# Containerized Deployment and Inference with Pixtral on EC2

In this notebook we will be deploying [Mistral's Pixtral model](https://huggingface.co/mistralai/Pixtral-12B-2409) as a containerized inference server on Amazon EC2. Pixtral is trained to understand both natural images and documents, achieving 52.5% on the MMMU reasoning benchmark, surpassing a number of larger models. The model shows strong abilities in tasks such as chart and figure understanding, document question answering, multimodal reasoning and instruction following. Pixtral is able to ingest images at their natural resolution and aspect ratio, giving the user flexibility on the number of tokens used to process an image.
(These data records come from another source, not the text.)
PR #3653, opened 2020-10-03
mqtt client send disconnect event

ancaantochi:
mqtt3 client to send an event when it disconnects from server.


edge-modules/api-proxy-module/rust-sdk/azure-iot-mqtt/src/device.rs
```diff
@@ -154,6 +154,8 @@ impl futures_core::Stream for Client {
 					if *reset_session {
 						match std::pin::Pin::new(&mut this.inner).poll_next(cx) {
 							std::task::Poll::Ready(Some(Ok(mqtt3::Event::NewConnection { .. }))) => (),
+							                            
+                            std::task::Poll::Ready(Some(Ok(mqtt3::Event::Disconnected(_)))) => (),
```
dmolokanov, line 158: seems like formatting issue

mqtt/mqtt3/src/client/mod.rs
```diff
@@ -810,6 +818,16 @@ impl Error {
             _ => false,
         }
     }
+
+    fn is_connection_error(&self) -> bool {
+        match self {
+            Error::DecodePacket(crate::proto::DecodeError::Io(_))
```
dmolokanov, line 824: interesting... could you please add comments on the reasoning why these types of errors considered connection error? encode/decode looks like not related to networking

vadim-kovalyov (dismissed):
Where this event will be used? I also assume that, even after Disconnect event, the client is still in a good state and will retry the connection? Also, will it fire Disconnect only failed connect attempt?

mqtt/mqtt3/src/client/mod.rs
ancaantochi: it's based on some testing and from the code, for example if there is no connection and trying to send it will return IO error with WriteZero. I added Arnav to the PR if he can confirm this is correct. Also PingTimer I am not so sure should be connection erro.

ancaantochi:
> Where this event will be used? 

I will have another PR where it is going to use Disconnect event in Bridge to send a message to the broker when is gets disconnected from upstream. 

>I also assume that, even after Disconnect event, the client is still in a good state and will retry the connection? 

If it sends disconnect the client can be reused, it will try to reconnect.

> Also, will it fire Disconnect only failed connect attempt?

I am not sure I understand the question. It fires Disconnect after it was in a connected state and if it fails to send an event or if ping fails.

edge-modules/api-proxy-module/rust-sdk/azure-iot-mqtt/src/device.rs
ancaantochi: fixed for what I added, but for the rest of the file I didn't push the changes after I run cargo fmt because it's causing a lot of file changes.

mqtt/mqtt3/src/client/mod.rs
```diff
@@ -810,6 +818,16 @@ impl Error {
...
+            | Error::EncodePacket(crate::proto::EncodeError::Io(_))
+            | Error::ServerClosedConnection
+            | Error::PingTimer(_) => true,
+            _ => false,
```
and-rewsmith, line 828: I don't think we have tests for all these cases now

and-rewsmith:
You said:
> It fires Disconnect after it was in a connected state and if it fails to send an event or if ping fails.

What if it never is able to connect initially? What is the expected behavior here?

ancaantochi:
> if it never is ab

edge-modules/api-proxy-module/rust-sdk/azure-iot-mqtt/src/module.rs
```diff
@@ -277,7 +279,9 @@ impl futures_core::Stream for Client {
 						},
 
 						// Don't expect any subscription updates at this point
-						std::task::Poll::Ready(Some(Ok(mqtt3::Event::SubscriptionUpdates(_)))) => unreachable!(),
+                        std::task::Poll::Ready(Some(Ok(mqtt3::Event::SubscriptionUpdates(_)))) => unreachable!(),
```
huguesBouvier, line 282: cargo fmt

huguesBouvier (approved):

edge-modules/api-proxy-module/rust-sdk/azure-iot-mqtt/src/module.rs
ancaantochi: it completely changes the files and I wanted to keep the changes I made easy to be seen.

mqtt/mqtt3/src/client/mod.rs
arsing: It's an annoying constraint of `tokio_util::codec` that the codec errors have to be `From<std::io::Error>` even though the codec code itself doesn't do any I/O, because tokio uses the same type to bubble up errors from writing the encoded bytes to the stream / reading the bytes to be decoded from the stream through the `Framed`.

I had it in the back of my mind to separate the codec from the network for this reason. Basically stop using `tokio_util::codec` and instead encode/decode manually. It means the client has to do the job of the `Framed` wrt handling partial reads and writes, but it at least allows it to differentiate between I/O and encoding errors.

mqtt/mqtt3/src/client/mod.rs
```diff
@@ -337,6 +337,12 @@ where
                                 }
 
                                 connect.reconnect();
+
+                                if err.is_connection_error() {
+                                    return std::task::Poll::Ready(Some(Ok(Event::Disconnected(
+                                        format!("Connection failed {}", err),
```
arsing, line 343: Why not return the `EncodeError` itself instead of a `String` ?

ancaantochi: added ConnectionError

mqtt/mqtt3/src/client/mod.rs
```diff
@@ -892,6 +909,39 @@ impl std::fmt::Display for UnexpectedSubUnsubAckReason {
...
+    }
+}
+
+impl PartialEq for ConnectionError {
+    fn eq(&self, other: &Self) -> bool {
+        self.to_string() == other.to_string()
+    }
+}
+
+impl Eq for ConnectionError {}
```
dmolokanov, line 933: Do we really need this one?

dmolokanov (approved):
LGTM

mqtt/mqtt3/src/client/mod.rs
ancaantochi: it's needed because Event implements Eq

mqtt/mqtt3/src/client/mod.rs
ancaantochi: DecodePacket is not covered in tests, didn't find a way to test it. PingTimer was removed as it seems it is not used.

dmolokanov (approved):
:shipit:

Pixtral is also able to process any number of images in its long context window of 128K tokens. Unlike previous open-source models, Pixtral does not compromise on text benchmark performance to excel in multimodal tasks.

## Prerequisites
Follow the steps below to set up your EC2 instance with the Ubuntu DLAMI that comes pre-installed with Nvidia drivers, docker, and other tools that you will require.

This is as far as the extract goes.